Exercise input: Begin
PR #1758, opened 2021-07-14
chore: Move brand moment stories out of src folder

dougmacknz:
Just noticed that I put the stories for this inside of the `src` folder, which is not how it is for the other packages. There's also a reference to a `docs` folder in the tsconfig file, so this will fix that here.


ellisjas (approved):

packages/brand/docs/Brand.stories.tsx
```diff
@@ -127,3 +127,16 @@ CollectiveIntelligenceReversed.story = {
     ),
   },
 }
+
+export const WithContainerWidth = () => (
```
dougmacknz, line 131: Oops, didn't mean to commit this.

ellisjas (approved):

PR #1763, opened 2021-07-15
fix: Constrain brand width to 100% of container

dougmacknz:
# Objective
Constrains the size of the image on the Brand component to 100% of the container width.

# Motivation and Context
When implementing the Brand component into the new minimal nav, I found that the logo was going over the container width. This fixes that.


lloydstubber (approved):
Good catch!

ActuallyACat (approved):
Exercise input: End
Lines from the entries that contain the string "approved" are what must be copied.

▶ [Written solution]:
ellisjas (approved):
ellisjas (approved):
lloydstubber (approved):
ActuallyACat (approved):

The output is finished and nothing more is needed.